**Task brief:** When a line below holds the string "getSelected", show that line.

☆ ☆ ☆ ☆ ☆

Issue #1496, opened 2023-03-02
Project contact form errors if there are no contacts in the system [4]


BCerki:
Describe the Bug:

Probability (how likely the bug is to happen, scored from 1-5): 1
(For example, probability of 5 is something like "it happens to all users every time they log in."
Probability of 1 "only happens to certain users when a really specific and unlikely path is followed.")

Effect (how bad the bug is when it does happen, scored from 1-5): 3
(For example, effect of 5 is "the entire app crashes and makes it unusable for all users" or "the bug causes the wrong data to be saved, with critical information (e.g. payment) being affected."
Effect of 1 is "It makes some styling look a little bit weird.")

Steps to reproduce the behaviour:
- clear all the contacts from the database
- try to add a contact to a project
- receive error

Screenshots:
https://www.loom.com/share/833d5d31f7c548489b31a27f82b52951

Additional information:
- in `ProjectContactForm`, `filteredProjectContactFormChanges` and `allForms` don't handle empty arrays properly

- Browser: [e.g. chrome, safari]
- Version: [e.g. 22]
- Additional context

pbastia:
@sam-warren thank you! There is no real way of testing this in -dev so I'll mark this as approved.

pbastia:
@sam-warren thank you! There is no real way of testing this in -dev so I'll mark this as approved.

PR #1604, opened 2023-04-14
Bug: No Contacts Error Fix

sam-warren:
Card: https://github.com/bcgov/cas-cif/issues/1496

Added check for schema.anyOf in widget, now if there are no entries for the search widget, it will render "No options" like below:

Screenshot from 2023-04-14 13-15-33

### DIFF
--- a/app/lib/theme/widgets/SearchDropdownWidget.tsx
+++ b/app/lib/theme/widgets/SearchDropdownWidget.tsx
@@ -23,13 +23,15 @@ const SearchDropdownWidget: React.FC<WidgetProps> = (props) => {
     return selectedValue;
   }, [schema, props.value]);
 
+  const options = schema && schema.anyOf ? schema.anyOf : [];
+
   if (readonly) return <Widgets.SelectWidget {...props} />;
 
   return (
     <Autocomplete
       disableClearable
       id={id}
-      options={schema.anyOf}
+      options={options}
       defaultValue={getSelected()}
       value={getSelected()}
       onChange={handleChange}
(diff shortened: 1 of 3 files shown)


app/tests/unit/components/ProjectRevision/routinelyUpdatedFieldFactory.test.tsx
```diff
@@ -219,3 +219,30 @@ describe("The routinely updated field factory", () => {
     expect(logSpy).toHaveBeenCalledWith("update mutation called");
   });
 });
+
+it("should return 'no options' when no schema.anyOf does not exist or is empty", async () => {
```
BCerki, line 223: We're not doing routinely updated fields anymore, so I believe we'll be removing this file at some point as tech debt (@Sepehr-Sobhani, can you confirm?). I'd suggest moving this test into `SearchDropdown.test.tsx` (and changing the filename to `SearchDropdownWidget.test.tsx` if you're already in there)

BCerki (commented):
Looking good!

app/tests/unit/components/ProjectRevision/routinelyUpdatedFieldFactory.test.tsx
Sepehr-Sobhani: Yes, we no longer need `routinelyUpdatedFieldFactory` and its related test.

sam-warren: Good catch! Thanks for clarifying :)

tmastrom (approved):
LGTM

Sepehr-Sobhani (dismissed):

PR #1610, opened 2023-04-19
Chore: remove redundant widget factory

Sepehr-Sobhani:
No card associated, just cleaning up the code.


tmastrom (approved):
Good housekeeping!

☆ ☆ ☆ ☆ ☆

**Output:**
       defaultValue={getSelected()}
       value={getSelected()}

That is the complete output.